Where the loss is of an unusual type, or “indirect” losses.

  • P must prove that D knew or ought to have known that such loss would be “the probable result of the breach”.
  • There is no presumption. Evidence must be adduced showing that the unusual damage or indirect loss was in fact contemplated by both parties at the time the contract was made; Jackson v Royal Bank of Scotland.
    • Merely to show knowledge on the part of D is insufficient;
    • There must be an undertaking to bear the unusual loss. It need not be a term in the contract; C Czarnikow v Koufos. An oral undertaking may be sufficient; Wright v Langlands Foundary.
      • g. International Transport v Densil Underwear

Facts: D made it clear that goods were to arrive in Nigeria in time for Christmas. P delayed in sending goods and did not arrive until 21 Dec. P was held liable for increased losses arising from the fact that the goods could not be sold at higher prices prevailing during Dec.

  • The defendant must possess actual knowledge of the special circumstances which would flow from a breach.

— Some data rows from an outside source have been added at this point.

PR #500, opened 2015-07-22
Adds information for sentinel (name, pub-key)s to response messages

inetic:
[Review on Reviewable](https://reviewable.io/reviews/maidsafe/routing/500)


maidsafe-highfive:
r? @benjaminbollen

inetic:
For reference: https://maidsafe.atlassian.net/browse/MAID-1180?filter=12102

src/messages.rs
```diff
@@ -92,20 +98,18 @@ impl ErrorReturn {
...
     DeleteData(DataRequest),
     DeleteDataResponse(ErrorReturn),
-    GetKey,
-    GetKeyResponse(NameType, sign::PublicKey),
     GetGroupKey,
-    GetGroupKeyResponse(Vec<(NameType, sign::PublicKey)>),
+    GetGroupKeyResponse(BTreeMap<NameType, sign::PublicKey>),
     Post(Data),
-    PostResponse(ErrorReturn),
+    PostResponse(ErrorReturn, BTreeMap<NameType, sign::PublicKey>),
```
benjaminbollen: What's your game here?

inetic: The idea is to not ask the network to pick members of the group twice. With non-response messages, any set of nodes {N1,...,Nk} can claim that they are a close group, so we can't trust that they really are. To fix that, we send the GetGroupKey message and the _network_ decides who is in the group by only sending the message to them (intermediate nodes will also catch this, but that is why we have the quorum). With response messages, we don't need to do this step, because we've already done it when we sent the request.

src/routing_membrane.rs
```diff
@@ -1326,6 +1363,16 @@ impl<F> RoutingMembrane<F> where F: Interface {
         Ok(())
     }
 
+    fn group_pub_keys(&self) -> BTreeMap<NameType, sign::PublicKey> {
+        let name_and_key_from_info = |node_info : NodeInfo| {
+            (node_info.fob.name(), node_info.fob.signing_public_key())
+        };
+
+        self.routing_table.target_nodes(&self.id.name())
```
benjaminbollen: we need to use explicitly RT::our_close_group and add our own name and key to it

inetic: Thanks, I missed that function when I was looking. I'll use that one then.

inetic:
You're right, I'll include that.

benjaminbollen:
divided on whether it "looks good to me" :-), but looks good to me, merging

SUPER/ABNORMAL PROFITS.
  • Requires  (a) actual knowledge of the special profit that could be made and

(b) the plaintiff must prove the defendant foresaw that increased loss was liable to occur following a breach.

Step 5: Mitigation

The plaintiff bears a duty to act reasonably in mitigating its loss:  Shindler v Northern Raincoat Co Ltd [1960]

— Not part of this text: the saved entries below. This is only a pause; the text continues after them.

PR #504, opened 2015-07-22
Separate RoutingMembrane::handle_{get,put}_data_response in preparati…

s-brian:
…on for Sentinel integration.

[Review on Reviewable](https://reviewable.io/reviews/maidsafe/routing/504)

### DIFF
--- a/src/routing_membrane.rs
+++ b/src/routing_membrane.rs
@@ -45,7 +45,7 @@ use relay::{RelayMap, IdType};
 use sendable::Sendable;
 use data::{Data, DataRequest};
 use types;
-use types::{MessageId, Bytes, DestinationAddress, SourceAddress};
+use types::{MessageId, Bytes, DestinationAddress, SourceAddress, Address};
 use authority::{Authority, our_authority};
 use who_are_you::{WhoAreYou, IAm};
 use messages::{RoutingMessage, SignedMessage, MessageType,
@@ -552,11 +552,19 @@ impl<F> RoutingMembrane<F> where F: Interface {
                     //MessageType::FindGroupResponse(find_group_response) => self.handle_find_group_response(find_group_response),
                     MessageType::GetData(ref request) => self.handle_get_data(message_wrap,
                         message.clone(), request.clone()),
-                    MessageType::GetDataResponse(ref response) =>
-                        self.handle_get_data_response(message_wrap, message.clone(), response.clone()),
+                    MessageType::GetDataResponse(ref response) => {
+                        match message.from_group() {
+                            None => self.handle_client_get_data_response(message_wrap, message.clone(), response.clone()),
+                            Some(_) => self.handle_group_get_data_response(message_wrap, message.clone(), response.clone()),
+                        }
+                    },
                     MessageType::PutData(ref data) => self.handle_put_data(message_wrap, message.clone(), data.clone()),
-                    MessageType::PutDataResponse(ref response) => self.handle_put_data_response(message_wrap, message.clone(),
-                        response.clone()),
+                    MessageType::PutDataResponse(ref response) => {
+                        match message.from_group() {
+                            None => self.handle_client_put_data_response(message_wrap, message.clone(), response.clone()),
+                            Some(_) => self.handle_group_put_data_response(message_wrap, message.clone(), response.clone()),
+                        }
+                    },
                     MessageType::PutPublicId(ref id) => self.handle_put_public_id(message_wrap, message.clone(), id.clone()),
                     MessageType::Refresh(ref tag, ref data) => { self.handle_refresh(message.clone(), tag.clone(), data.clone()) },
                     MessageType::Post(ref data) => self.handle_post(message_wrap, message.clone(), data.clone()),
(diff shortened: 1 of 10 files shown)


maidsafe-highfive:
r? @benjaminbollen

inetic:
@s-brian @benjaminbollen, sorry, this is not yet finished. The main objective is to remove any mention of  any invariant message information from `handle_{get,put}_data_response` function right after they are passed to the sentinel. The confusing part is that there is currently no sentinel for these messages because its implementation is blocked by this task. But it will be right before `self.mut_interface().handle_XY(...)` function is called (see @mmoadeli's work on it [here](https://github.com/maidsafe/routing/pull/499/files#diff-647ebc1293551c577c303914f4c91ce6R937)).

The reason is, that after the messages pass the sentinel, every information that was unique per message is lost.

s-brian:
The task description states it's in preparation for use with Sentinel not that Sentinel should be used in the task. I'm failing to see how this task blocks writing the Sentinel that will handle the messages, if anything I would say it's better to have the Sentinel written first. The work that Mahmoud has done creates a struct specific to the message for a dedicated Sentinel, can't that be made generic? Also, after the Sentinel check it appears that the MethodCall's are going to be repeated, can't we have the forward and reply functions do the work, specifically removing unique information while retaining the invariants? In fact, I was discussing this earlier with Ben and I think we agree that once it can be seen definitively how the MethodCall's are used in all instances it would probably be better to factor them out to a separate function. Apologies if I'm missing something here but essentially I disagree about the status of the stated task.

inetic:
> The task description states it's in preparation for use with Sentinel not that Sentinel should be used in the task. I'm failing to see how this task blocks writing the Sentinel that will handle the messages, if anything I would say it's better to have the Sentinel written first.

This is a chicken and an egg thing. Doing this task first allows for finishing the task and not breaking compilation or tests. Imagine if we implemented sentinel first in e.g. handle_get_data_response function, after the message passes the sentinel it goes to the node_interface, that in turn returns the MethodCall action. Handling of the MethodCall currently uses e.g. the `message` which is just not available after sentinel, so you'll get compilation issues.

> The work that Mahmoud has done creates a struct specific to the message for a dedicated Sentinel, can't that be made generic?

Yes, the intention is to make it generic, if you can do it as part of this task that would be great :)

> Also, after the Sentinel check it appears that the MethodCall's are going to be repeated, can't we have the forward and reply functions do the work, specifically removing unique information while retaining the invariants?

Also, yes, I just did not think of it as part of this task. But if it's done then I'd be supper happy about it :)

> In fact, I was discussing this earlier with Ben and I think we agree that once it can be seen definitively how the MethodCall's are used in all instances it would probably be better to factor them out to a separate function.

Yap, that is the direction I would like to go too.

s-brian:
Sounds like the scope of the task has changed I guess it can be put in as an additional task.

inetic:
I'm not sure Brian, the task descriptions sais:

* Split the function into two: one for messages that came from a group and one for non-group messages
* The one handling group messages must not use 'variant' data after it is handled by the Interface.

You've done the first bullet, but the second one is more important (the first bullet is really just precondition for the second one). So I'm not sure why we should create a new task for it. That said, I only care that second bullet is implemented, I don't really mind creating new tasks, so feel free to suggest task name and description.

Note also that I do agree that the task description is quite vague, I really though it would be implemented by the same person who finishes MAID-1164. That is why I'll try to be available when I can to answer questions if something isn't clear.

dirvine:
Yes in a sprint if a task takes longer then we can see a planning deficiency on the task, so good. Creating new tasks means teh whole sprint planning is broken, but not as clear where or why. It's a balance and sometime swe may need new tasks where large things are missing, but at that stage we consider abandoning the sprint altogether I would think. In this case looks good to add more comment and revert to in progress etc.

src/routing_membrane.rs
```diff
@@ -1032,8 +1070,62 @@ impl<F> RoutingMembrane<F> where F: Interface {
...
+                    let message = RoutingMessage {
+                        destination  : DestinationAddress::Direct(destination),
+                        source       : SourceAddress::Direct(self.id.name()),
+                        orig_message : None,
+                        message_type : MessageType::PutDataResponse(response.clone(), BTreeMap::<NameType, sign::PublicKey>::new()),
+                        message_id   : message_id,
+                        authority    : our_authority.clone(),
+                    };
+                    let signed_message = SignedMessage::new(&message, self.id.signing_private_key());
+                    ignore(self.forward(&signed_message.unwrap(), &message, destination));
```
inetic: Can we do `try!(SignedMessage::new(...))` instead of unwraping?

src/routing_membrane.rs
```diff
@@ -1716,7 +1869,7 @@ fn populate_routing_node() -> RoutingMembrane<TestInterface> {
         assert_eq!(Tester::new().call_operation(put_data_response,
             SourceAddress::Direct(Random::generate_random()),
             DestinationAddress::Direct(Random::generate_random()),
-            Authority::NaeManager(Random::generate_random())).call_count, 1usize);
+            Authority::NaeManager(Random::generate_random())).call_count, 0usize);
```
inetic: This gives us false hope that everything works as expected. I think we should have it set to `1usize` and ignore the test for now. Then we can re-enable it as part of [MAID-1265](https://maidsafe.atlassian.net/browse/MAID-1265).

s-brian: If sentinel is doing what it's supposed to we would expect the return to be zero given the current setup of the test. Presumably additional or updated tests can still be addressed with MAID-1265.

inetic: fair enough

P has a duty of taking all reasonable steps to mitigate the loss consequent on the breach and is not entitled to recover from D any damage which the exercise of reasonable care on P would have prevented from arising; British Westinghouse v Underground Electric; Hallell v Bagot.

Step 6: Assessment

Date of Assessment

Generally, the date of assessment is the date of the breach.  The Court may be flexible if the altering of this date would best protect the innocent partyJohnson v Perez (1989)

  • Traditionally, damages in contract are given on one lump sum occasion where defendant is completely discharged of liability.
  • There are 3 exceptions:
  1. Instalment contracts – Where contract calls for the payment of instalments, each instalment may constitute a separate cause of action.
  2. Continuous contracts – Each breach of contract will give rise to separate cause of action.
  3. Statute – When a series of payments is specified in an Act, for example monthly payments (such as in cases involving personal injury).

Contractual Damages

  • Expectation damages – represent the loss of profit expected to be derived from the contract.
  • Reliance damages – costs the plaintiff threw away by relying on contract: McRae v Commonwealth Disposals Commission (1951) 84 CLR 377.
  • Loss of opportunity – whether social or commercial.
  • Gratuitous benefits – where implied into a contract.
  • Mental distress – for contracts of relaxation.
  • Physical injury – stemming from unsafe goods.
  • Injured feelings & loss of reputation – theoretically possible
  • Exemplary damages – are not available for a breach of contract: Gray v Motor Accident Commission (1998) 196 CLR 1.